Your salesman seems to have missed that point.


----------



## nathanroe72 (Nov 25, 2016)

Here is a video of the procedure


----------



## Bluman (Oct 1, 2011)

nathanroe72 said:


> Here is a video of the procedure


Needed this today, vehicle refused to open with the unlock door button, remote or phone !!!
service on Feb 9 !


----------



## nathanroe72 (Nov 25, 2016)

Bluman said:


> Needed this today, vehicle refused to open with the unlock door button, remote or phone !!!
> service on Feb 9 !


Wow, you got to wait until Feb 9th? Who is your dealer? 
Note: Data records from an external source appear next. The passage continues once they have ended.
PR #2130, opened 2026-03-09
OCPBUGS-76538: podman-etcd: monitor/stop hardening

vimauro:
## Summary

  Harden the podman-etcd resource agent's monitor and stop operations to
  prevent unnecessary fencing cascades in two-node clusters when etcd is
  transiently unresponsive (e.g. during high I/O).

  - **Monitor retry logic**: `monitor_cmd_exec` now retries up to 3 times
    with an 8s per-attempt timeout, preventing a single transient failure
    from triggering a monitor failure. (`podman exec` doesn't have a timeout by default, so if etcd is unresponsive, it will take the whole 25s agent timeout and be killed by pacemaker )
  - **Faster etcdctl failures in monitor**: etcdctl calls in the monitor
    path use a 3s command-timeout (down from the default 5s), keeping
    total monitor execution within the 25s budget (in cases where `podman exec` is responsive, but `etcdctl` takes longer than expected)
  - **Stop no longer hangs on unresponsive etcd**: container state check
    uses `podman inspect` instead of `podman exec`, and
    `leave_etcd_member_list` is time-boxed to 30s

Some minor cosmetic fixes based on what I've found while analyzing some failure logs:
 - uninitialized `$rc` in `attribute_node_member_id`
 - `$?` always 0 after `if !` in `leave_etcd_member_list`
 - `$revision` typo in log message

### DIFF
--- a/heartbeat/podman-etcd
+++ b/heartbeat/podman-etcd
@@ -371,26 +371,36 @@ monitor_cmd_exec()
 {
 	local rc=$OCF_SUCCESS
 	local out
+	local attempt
+	# 3 attempts × 8s = 24s worst case, fits within the 25s monitor timeout.
+	# The health check normally completes in <1s; the 8s per-attempt timeout
+	# is a safety net for when the container's process namespace is slow.
+	local max_attempts=3
+	local attempt_timeout=8
 
-	out=$(podman exec ${CONTAINER} $OCF_RESKEY_monitor_cmd 2>&1)
-	rc=$?
-	# 125: no container with name or ID ${CONTAINER} found
-	# 126: container state improper (not running)
-	# 127: any other error
-	# 255: podman 2+: container not running
-	case "$rc" in
-		125|126|255)
-			rc=$OCF_NOT_RUNNING
-			;;
-		0)
-			ocf_log debug "monitor cmd passed: exit code = $rc"
-			;;
-		*)
-			ocf_exit_reason "monitor cmd failed (rc=$rc), output: $out"
-			rc=$OCF_ERR_GENERIC
-			;;
-	esac
+	for attempt in $(seq 1 $max_attempts); do
+		out=$(timeout $attempt_timeout podman exec ${CONTAINER} $OCF_RESKEY_monitor_cmd 2>&1)
+		rc=$?
+		# 125: no container with name or ID ${CONTAINER} found
+		# 126: container state improper (not running)
+		# 127: any other error
+		# 255: podman 2+: container not running
+		case "$rc" in
+			125|126|255)
+				rc=$OCF_NOT_RUNNING
+				;;
+			0)
+				ocf_log debug "monitor cmd passed: exit code = $rc"
+				return $OCF_SUCCESS
+				;;
+			*)
+				ocf_log warn "monitor cmd failed (rc=$rc), output: $out"
+				rc=$OCF_ERR_GENERIC
+				;;
+		esac
+	done
 
+	ocf_exit_reason "monitor cmd failed after $max_attempts attempts (last rc=$rc), output: $out"
 	return $rc
 }
 
@@ -986,7 +996,7 @@ attribute_node_revision()
 		update)
 			if ! crm_attribute --type nodes --node "$NODENAME" --name "$attribute" --update "$value"; then
 				rc=$?
-				ocf_log err "could not update etcd $revision, error code: $rc"
+				ocf_log err "could not update etcd $attribute, error code: $rc"
 				return "$rc"
 			fi
 			;;
@@ -1038,11 +1048,11 @@ attribute_node_member_id()
 			;;
 		update)
 			local member_list_json
-			member_list_json=$(get_member_list_json)
+			member_list_json=$(get_member_list_json "$MONITOR_ETCDCTL_TIMEOUT")
 			ocf_log info "member list: $member_list_json"
 			if [ -z "$member_list_json" ] ; then
 				ocf_log err "could not get $attribute: could not get member list JSON"
-				return "$rc"
+				return $OCF_ERR_GENERIC
 			fi
 
 			local value value_hex
@@ -1383,23 +1393,25 @@ get_all_etcd_endpoints() {
 get_endpoint_status_json()
 {
 	# Get the status of all endpoints
+	local cmd_timeout="${1:-5s}"
 	local all_etcd_endpoints
 
 	all_etcd_endpoints=$(get_all_etcd_endpoints)
-	podman exec "${CONTAINER}" etcdctl endpoint status --endpoints="$all_etcd_endpoints" -w json
+	podman exec "${CONTAINER}" etcdctl endpoint status --command-timeout="$cmd_timeout" --endpoints="$all_etcd_endpoints" -w json
 }
 
 get_member_list_json() {
 	# Get the list of members visible to the current node
+	local cmd_timeout="${1:-5s}"
 	local this_node_endpoint
 
 	this_node_endpoint="$(ip_url $(attribute_node_ip get)):2379"
-	podman exec "${CONTAINER}" etcdctl member list --endpoints="$this_node_endpoint" -w json
+	podman exec "${CONTAINER}" etcdctl member list --command-timeout="$cmd_timeout" --endpoints="$this_node_endpoint" -w json
 }
 
 detect_cluster_leadership_loss()
 {
-	endpoint_status_json=$(get_endpoint_status_json)
+	endpoint_status_json=$(get_endpoint_status_json "$MONITOR_ETCDCTL_TIMEOUT")
 	ocf_log info "endpoint status: $endpoint_status_json"
 
 	count_endpoints=$(printf "%s" "$endpoint_status_json" | jq -r ".[].Endpoint" | wc -l)
@@ -1489,7 +1501,7 @@ check_peer()
 		return $OCF_SUCCESS
 	fi
 
-	if ! member_list_json=$(get_member_list_json); then
+	if ! member_list_json=$(get_member_list_json "$MONITOR_ETCDCTL_TIMEOUT"); then
 		ocf_log info "podman failed to get member list, error code: $?"
 		detect_cluster_leadership_loss
 		return $?
@@ -2288,8 +2300,9 @@ leave_etcd_member_list()
 	ocf_log info "leaving members list as member with ID $member_id"
 	local endpoint
 	endpoint="$(ip_url $(attribute_node_ip get)):2379"
-	if ! ocf_run podman exec "$CONTAINER" etcdctl member remove "$member_id" --endpoints="$endpoint"; then
-		rc=$?
+	ocf_run podman exec "$CONTAINER" etcdctl member remove "$member_id" --endpoints="$endpoint"
+	rc=$?
+	if [ $rc -ne 0 ]; then
 		ocf_log err "error leaving members list, error code: $rc"
 	fi
 }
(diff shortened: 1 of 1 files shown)


heartbeat/podman-etcd
```diff
@@ -371,25 +371,34 @@ monitor_cmd_exec()
...
-			;;
-	esac
+	local attempt
+	# 3 attempts × 8s = 24s worst case, fits within the 25s monitor timeout.
+	# The health check normally completes in <1s; the 8s per-attempt timeout
+	# is a safety net for when the container's process namespace is slow.
+	local max_attempts=3
+	local attempt_timeout=8
+
+	for attempt in $(seq 1 $max_attempts); do
```
clobrano, line 381: Considering that OCF_RESKEY_monitor_cmd is just `/bin/true`, I will even allow a second retry only. I think it is very likely that if we need 24 seconds for this command to succeed, the other monitor operations will not have enough time to complete before the 25s overall limit.

heartbeat/podman-etcd
```diff
@@ -986,7 +995,7 @@ attribute_node_revision()
 		update)
 			if ! crm_attribute --type nodes --node "$NODENAME" --name "$attribute" --update "$value"; then
 				rc=$?
-				ocf_log err "could not update etcd $revision, error code: $rc"
+				ocf_log err "could not update etcd $attribute, error code: $rc"
```
clobrano, line 1006: Good catch!
Since we are modifying this, we can also fix the `rc`. I made this mistake in other parts of the code, but the `rc=$?` above catches `if !` return code, not `crm_attribute...` one. So either we remove it and return `OCF_ERR_GENERIC`, or we do something like

```sh
crm_attribute --type nodes --node "$NODENAME" --name "$attribute" --update "$value"
rc=$?
if [ "$rc" -eq 0 ]; then
    ocf_log err "could not update etcd $attribute, error code: $rc"
    return "$OCF_ERR_GENERIC"
fi
```

heartbeat/podman-etcd
```diff
@@ -1038,11 +1047,11 @@ attribute_node_member_id()
 			;;
 		update)
 			local member_list_json
-			member_list_json=$(get_member_list_json)
+			member_list_json=$(get_member_list_json "$MONITOR_ETCDCTL_TIMEOUT")
 			ocf_log info "member list: $member_list_json"
 			if [ -z "$member_list_json" ] ; then
 				ocf_log err "could not get $attribute: could not get member list JSON"
-				return "$rc"
+				return $OCF_ERR_GENERIC
```
clobrano, line 1062: Good catch

heartbeat/podman-etcd
```diff
@@ -1383,23 +1392,25 @@ get_all_etcd_endpoints() {
 get_endpoint_status_json()
 {
 	# Get the status of all endpoints
+	local cmd_timeout="${1:-5s}"
```
clobrano: I would simplify `get_endpoint_status_json` calls and embed the constant default timeout here, freeing the caller from the burden to pass it as input.

```sh
local cmd_timeout="${1:-$MONITOR_ETCDCTL_TIMEOUT}"
```

(Please double check the syntax above)

heartbeat/podman-etcd
```diff
@@ -2310,14 +2322,23 @@ podman_stop()
...
 		ocf_log info "could not leave members list: etcd container not running"
 		attribute_node_member_id clear
 		return $OCF_SUCCESS
 	fi
 
-	leave_etcd_member_list
+	# Time-box the member list removal so it cannot consume the entire stop
+	# budget when etcd is unresponsive. 30s accommodates the etcdctl call
+	# plus the optional DELAY_SECOND_NODE_LEAVE_SEC (10s) sleep.
+	timeout 30 leave_etcd_member_list || \
```
clobrano: Wouldn't it be more clear to move the timeout inside `leave_etcd_member_list`?

clobrano (changes requested):
I left a few comments

heartbeat/podman-etcd
vimauro: that's a good point actually. 
We can also increase the number of retries and reduce the timeout, or maybe we could do 3 retries with a 5s timeout which should leave us at least 10s for other operations to complete. WDYT ?

heartbeat/podman-etcd
vimauro: I wanted to time box the entire `leave_etcd_member_list` call into 30s since there are other operations being performed, but I think it makes sense to just add the timeout in `podman exec`. 
Change done!

heartbeat/podman-etcd
vimauro: Done, thanks!

heartbeat/podman-etcd
vimauro: yeah I noticed the same, initially i wanted to reduce the number of changes of this PR, but now I've updated the `$?` usage in all places, let me know if I've missed anything

heartbeat/podman-etcd
vimauro: I've now reduced it to 5s x 3 attempts

heartbeat/podman-etcd
```diff
@@ -2308,14 +2331,19 @@ podman_stop()
...
 
-	podman_simple_status
-	if [ $? -eq  $OCF_NOT_RUNNING ]; then
+	# Use podman inspect instead of podman exec (podman_simple_status) to check
+	# container state. podman exec enters the container's process namespace and
+	# hangs when etcd is unresponsive — the typical scenario that triggers a stop.
+	local container_running
+	container_running=$(podman inspect --format '{{.State.Running}}' "$CONTAINER" 2>/dev/null)
+	if [ "$container_running" != "true" ]; then
 		ocf_log info "could not leave members list: etcd container not running"
```
eggfoobar: Since we're updating this part of the code, lets take the chance to use the parameters from the command to log the info, just incase for some reason `container_running` responds with an unexpected value.

something like

```
ocf_log info "could not leave members list: $CONTAINER container not running, running state: $container_running"
```

eggfoobar (commented):
Just a small suggestion, otherwise looks good!

heartbeat/podman-etcd
vimauro: Good suggestion, I've pushed the change

heartbeat/podman-etcd
clobrano: I think that if `/bin/true` times out we are already doomed XD
I'm ok with this last iteration though :)

heartbeat/podman-etcd
clobrano: It's ok, hopefully we are not breaking anything that was working for the wrong reasons :)

clobrano (approved):
LGTM
we need to test this very carefully though

fonta-rh (approved):
Looks good to me

heartbeat/podman-etcd
```diff
@@ -1385,22 +1406,27 @@ get_endpoint_status_json()
...
 }
 
 detect_cluster_leadership_loss()
 {
 	endpoint_status_json=$(get_endpoint_status_json)
 	ocf_log info "endpoint status: $endpoint_status_json"
 
+	if [ -z "$endpoint_status_json" ] || ! printf "%s" "$endpoint_status_json" | jq -e '.' >/dev/null 2>&1; then
+		ocf_log err "failed to retrieve endpoint status (podman exec may have failed): $endpoint_status_json"
+		return $OCF_ERR_GENERIC
```
clobrano: This will make Pacemaker trying to restart the agent, but without instructing about what to do (force_new_cluster?). See lines 1435-1438.
I think it is too risky to do this only for a potential temporary error getting the member status.

vimauro: The main reason behind this change is an error I've noticed while running some disrupting tests:

```
INFO: endpoint status: null
jq: error (at <stdin>:0): Cannot iterate over null (null)
```

I think this happens when  `get_endpoint_status_json` returns null (or any other error), causing the `jq` parsing to fail here `count_endpoints=$(printf "%s" "$endpoint_status_json" | jq -r ".[].Endpoint" | wc -l)` 

In any case, let me revert this back to the original state, I agree it's too risky along with many other changes in this PR. We can address this separately if needed!

heartbeat/podman-etcd
```diff
@@ -2084,7 +2107,7 @@ podman_start()
 	run_opts="$run_opts --oom-score-adj=${OCF_RESKEY_oom}"
 
 	if ocf_is_true "$JOIN_AS_LEARNER"; then
-		local wait_timeout_sec=$((10*60))
+		local wait_timeout_sec=$((2*60))
```
fonta-rh, line 2172: Why are we reducing this by 80%? Won't this have the opposite effect of what we want? This will make timeouts more likely

fonta-rh (commented):
I only have a single comment. Maybe it has already been discussed. Is the local timeout reduction because we're now by default set on a few retries in pacemaker? In that case I think it might be good to add an inline comment explaining it, since it's a rather drastic reduction and if we change those retries in the future, we need to update this

heartbeat/podman-etcd
vimauro: This was agree offline with Jay and Carlo. There is a `migration-threshold=5` being introduced in pacemaker config, so this is a way for us to fail-fast and retry since such operation is typically fast: https://github.com/openshift/cluster-etcd-operator/blob/main/pkg/tnf/pkg/pcs/etcd.go

fonta-rh: Makes sense, as long as we document it we'll be good! :muscle:

heartbeat/podman-etcd
```diff
@@ -371,25 +371,34 @@ monitor_cmd_exec()
...
+	for attempt in $(seq 1 $max_attempts); do
+		out=$(timeout $attempt_timeout podman exec ${CONTAINER} $OCF_RESKEY_monitor_cmd 2>&1)
+		rc=$?
+		# 125: no container with name or ID ${CONTAINER} found
+		# 126: container state improper (not running)
+		# 127: any other error
+		# 255: podman 2+: container not running
+		case "$rc" in
+			125|126|255)
+				rc=$OCF_NOT_RUNNING
```
clobrano: Sorry, I didn't notice this the first time.
If the return code is in [125, 126, 255], shouldn't we return immediately? `podman` either failed to find the container or the container is not running. We should probably retry to unknown errors (the last `*` case) or if the command times out.

clobrano (changes requested):
I realize this review has grown more complex than initially expected, and I'm sorry for the back-and-forth. The changes in this PR are genuinely valuable, and I want to make sure we land them safely.

The if `! cmd; then rc=$?` → `cmd; rc=$?; if [ $rc -ne 0 ]` refactor is correct and I appreciate the fix. However, it introduces a subtle change in behavior that needs attention.

Before this PR, `return $rc` was effectively `return 0` everywhere (because `$?` after `if !` is always 0). The code was buggy — errors were silently swallowed — but the effect was that the agent always returned a valid OCF code (OCF_SUCCESS=0) to Pacemaker.

Now that `$rc` captures the real exit code, `return $rc` passes a raw command exit code up to the caller. Depending on the call site, this may or may not reach Pacemaker — but where it does, Pacemaker interprets the return value and might decide between restarting, fencing, etc. — so returning an arbitrary integer could trigger unpredictable behavior.

I believe our goal should be to fix the error code reporting without changing the current agent behavior.

In practice this means:
- Where the return code doesn't reach Pacemaker, return a proper OCF error code.
- Where it does reach Pacemaker, log the real error (which this PR already does :+1:), but explicitly return `$OCF_SUCCESS` with a proper comment. This intentionally preserves the previous behavior.

What do you think?

heartbeat/podman-etcd
vimauro: Good point, we can return earlier for [125, 126, 255] and retry only for any other error. Nice catch !

heartbeat/podman-etcd
```diff
@@ -1567,11 +1573,8 @@ check_peer()
 		return $OCF_SUCCESS
 	fi
 
-	local rc
-	member_list_json=$(get_member_list_json)
-	rc=$?
-	if [ $rc -ne 0 ]; then
-		ocf_log info "podman failed to get member list, error code: $rc"
+	if ! member_list_json=$(get_member_list_json); then
+		ocf_log info "podman failed to get member list, error code: $?"
```
clobrano: This `$?` refers to `if !`, not to `get_member_list_json`

vimauro: I've restored the original logic on this specific block for now because I was thinking to address the logic of `check_peer` and `detect_cluster_leadership_loss` separately because it'll add even more changes. Let me know if you think we should it in the current PR

clobrano: We could just remove the part `, error code: $?` for now. `get_member_list_json` logs enough to help debugging

vimauro: Fixed!

clobrano (approved):
/lgtm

Have you checked the battery box to see if there is any water in it?


----------



## Bluman (Oct 1, 2011)

nathanroe72 said:


> Wow, you got to wait until Feb 9th? Who is your dealer?
> 
> *Have you checked the battery box to see if there is any water in it?*


*I believe this applies to a sedan only, I have the Hatchback.*


----------



## hsr1hsr1 (Nov 6, 2017)

The procedure shown in the above video, to unlock the drivers door with a key, if the fob or car battery is dead is shown on pages 44 and 45 of the owners manual of my 2017 LS Cruze Sedan. Up until a few days ago, I hadn't even realized that there was no visable key access, even though I have had the car for just over a month. That got me worried ,in the event of a dead battery, until I found this post on Cruzetalk. Probably not a bad idea , to use the key once in a while to make sure the lock doesn't rust solid. I have heard that happens a lot with the truck lock on other cars, when it becomes habit to just use the button on the key fob.


----------